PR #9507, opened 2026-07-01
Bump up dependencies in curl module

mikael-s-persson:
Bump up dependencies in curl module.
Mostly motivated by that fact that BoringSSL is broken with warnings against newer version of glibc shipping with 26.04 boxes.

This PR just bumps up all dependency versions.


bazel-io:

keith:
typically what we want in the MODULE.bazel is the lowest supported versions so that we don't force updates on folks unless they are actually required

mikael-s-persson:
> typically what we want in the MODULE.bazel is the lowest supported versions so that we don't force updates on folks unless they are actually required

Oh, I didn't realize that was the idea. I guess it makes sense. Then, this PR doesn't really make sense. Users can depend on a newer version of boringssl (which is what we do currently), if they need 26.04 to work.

--

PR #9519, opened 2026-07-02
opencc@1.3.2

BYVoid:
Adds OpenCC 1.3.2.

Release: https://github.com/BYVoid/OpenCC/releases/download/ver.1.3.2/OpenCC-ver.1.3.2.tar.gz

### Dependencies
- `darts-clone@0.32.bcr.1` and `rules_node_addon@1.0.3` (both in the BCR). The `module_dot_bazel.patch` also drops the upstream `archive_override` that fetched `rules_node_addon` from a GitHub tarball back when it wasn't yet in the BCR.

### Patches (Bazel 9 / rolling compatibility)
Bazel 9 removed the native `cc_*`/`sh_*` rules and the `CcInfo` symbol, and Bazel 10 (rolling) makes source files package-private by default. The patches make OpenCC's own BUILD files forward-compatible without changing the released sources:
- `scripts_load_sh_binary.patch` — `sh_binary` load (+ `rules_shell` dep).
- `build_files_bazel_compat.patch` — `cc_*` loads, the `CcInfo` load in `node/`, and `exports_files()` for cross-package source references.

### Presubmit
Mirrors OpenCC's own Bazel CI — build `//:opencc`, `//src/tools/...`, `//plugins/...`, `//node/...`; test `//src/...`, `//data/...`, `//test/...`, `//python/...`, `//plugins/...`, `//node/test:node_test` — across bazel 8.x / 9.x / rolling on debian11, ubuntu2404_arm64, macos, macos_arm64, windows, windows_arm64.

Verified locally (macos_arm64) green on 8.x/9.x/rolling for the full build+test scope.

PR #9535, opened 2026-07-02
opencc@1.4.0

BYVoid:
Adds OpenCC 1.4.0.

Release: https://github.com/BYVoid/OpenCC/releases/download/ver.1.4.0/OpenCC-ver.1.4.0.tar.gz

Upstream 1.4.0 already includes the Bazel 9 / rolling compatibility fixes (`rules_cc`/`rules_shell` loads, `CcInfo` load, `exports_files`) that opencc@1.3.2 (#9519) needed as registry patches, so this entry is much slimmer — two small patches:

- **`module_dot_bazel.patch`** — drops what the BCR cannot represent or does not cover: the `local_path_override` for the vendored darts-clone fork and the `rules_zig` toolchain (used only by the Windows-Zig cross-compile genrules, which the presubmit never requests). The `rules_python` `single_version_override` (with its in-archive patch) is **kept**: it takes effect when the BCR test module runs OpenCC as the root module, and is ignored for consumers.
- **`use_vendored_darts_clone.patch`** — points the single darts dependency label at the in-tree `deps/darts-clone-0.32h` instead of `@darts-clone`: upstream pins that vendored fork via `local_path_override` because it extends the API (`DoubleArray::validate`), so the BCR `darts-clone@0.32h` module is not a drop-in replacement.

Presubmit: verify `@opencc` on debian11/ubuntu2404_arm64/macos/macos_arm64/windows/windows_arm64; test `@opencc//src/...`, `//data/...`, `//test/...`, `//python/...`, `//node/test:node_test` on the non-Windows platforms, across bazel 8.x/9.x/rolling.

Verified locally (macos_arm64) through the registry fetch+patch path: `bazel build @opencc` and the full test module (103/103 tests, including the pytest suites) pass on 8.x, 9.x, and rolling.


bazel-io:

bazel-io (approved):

==

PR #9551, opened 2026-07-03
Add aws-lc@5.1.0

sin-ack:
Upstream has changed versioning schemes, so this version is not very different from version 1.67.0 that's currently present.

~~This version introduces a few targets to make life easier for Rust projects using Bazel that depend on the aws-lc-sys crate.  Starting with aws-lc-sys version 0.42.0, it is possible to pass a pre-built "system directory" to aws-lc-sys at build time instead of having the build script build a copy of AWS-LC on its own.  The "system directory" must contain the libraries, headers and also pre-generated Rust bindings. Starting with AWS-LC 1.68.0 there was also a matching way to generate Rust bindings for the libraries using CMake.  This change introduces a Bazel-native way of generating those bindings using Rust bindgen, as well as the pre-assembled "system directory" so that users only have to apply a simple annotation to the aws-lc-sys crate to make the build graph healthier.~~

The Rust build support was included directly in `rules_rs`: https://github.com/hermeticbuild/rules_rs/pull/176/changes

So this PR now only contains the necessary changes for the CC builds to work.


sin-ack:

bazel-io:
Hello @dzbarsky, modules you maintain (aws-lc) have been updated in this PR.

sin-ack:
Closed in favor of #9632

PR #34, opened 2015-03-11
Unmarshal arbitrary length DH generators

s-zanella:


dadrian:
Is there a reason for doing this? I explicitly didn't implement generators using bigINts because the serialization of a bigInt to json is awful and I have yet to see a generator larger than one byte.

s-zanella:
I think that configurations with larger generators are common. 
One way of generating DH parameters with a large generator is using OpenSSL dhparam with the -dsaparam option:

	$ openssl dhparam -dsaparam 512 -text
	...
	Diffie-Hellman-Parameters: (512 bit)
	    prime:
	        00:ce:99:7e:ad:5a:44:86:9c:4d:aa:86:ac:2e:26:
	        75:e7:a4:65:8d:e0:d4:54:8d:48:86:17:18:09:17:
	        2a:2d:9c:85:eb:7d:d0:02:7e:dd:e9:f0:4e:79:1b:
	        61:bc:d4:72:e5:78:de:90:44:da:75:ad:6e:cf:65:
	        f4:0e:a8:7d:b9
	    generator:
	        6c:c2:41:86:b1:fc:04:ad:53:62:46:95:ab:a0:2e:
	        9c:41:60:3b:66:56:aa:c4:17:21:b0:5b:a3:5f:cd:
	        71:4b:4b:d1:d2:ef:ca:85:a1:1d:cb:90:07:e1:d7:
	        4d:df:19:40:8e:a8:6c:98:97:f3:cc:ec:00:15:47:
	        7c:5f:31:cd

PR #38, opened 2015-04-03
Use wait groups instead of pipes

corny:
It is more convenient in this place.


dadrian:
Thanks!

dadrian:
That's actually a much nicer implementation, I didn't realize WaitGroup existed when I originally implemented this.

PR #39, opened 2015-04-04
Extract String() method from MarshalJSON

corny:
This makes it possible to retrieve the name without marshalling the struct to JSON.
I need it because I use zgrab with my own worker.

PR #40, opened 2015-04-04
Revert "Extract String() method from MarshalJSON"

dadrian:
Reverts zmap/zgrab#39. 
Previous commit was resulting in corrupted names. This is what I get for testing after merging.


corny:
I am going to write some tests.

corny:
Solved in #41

→ **Exercise details**: Copy the lines above exactly, beginning at the line that has "f4:0e:a8:7d:b9" and stopping after the line that has "I need it because", and omit the rest.

→ **Completed exercise**:
	        f4:0e:a8:7d:b9
	    generator:
	        6c:c2:41:86:b1:fc:04:ad:53:62:46:95:ab:a0:2e:
	        9c:41:60:3b:66:56:aa:c4:17:21:b0:5b:a3:5f:cd:
	        71:4b:4b:d1:d2:ef:ca:85:a1:1d:cb:90:07:e1:d7:
	        4d:df:19:40:8e:a8:6c:98:97:f3:cc:ec:00:15:47:
	        7c:5f:31:cd

PR #38, opened 2015-04-03
Use wait groups instead of pipes

corny:
It is more convenient in this place.


dadrian:
Thanks!

dadrian:
That's actually a much nicer implementation, I didn't realize WaitGroup existed when I originally implemented this.

PR #39, opened 2015-04-04
Extract String() method from MarshalJSON

corny:
This makes it possible to retrieve the name without marshalling the struct to JSON.
I need it because I use zgrab with my own worker.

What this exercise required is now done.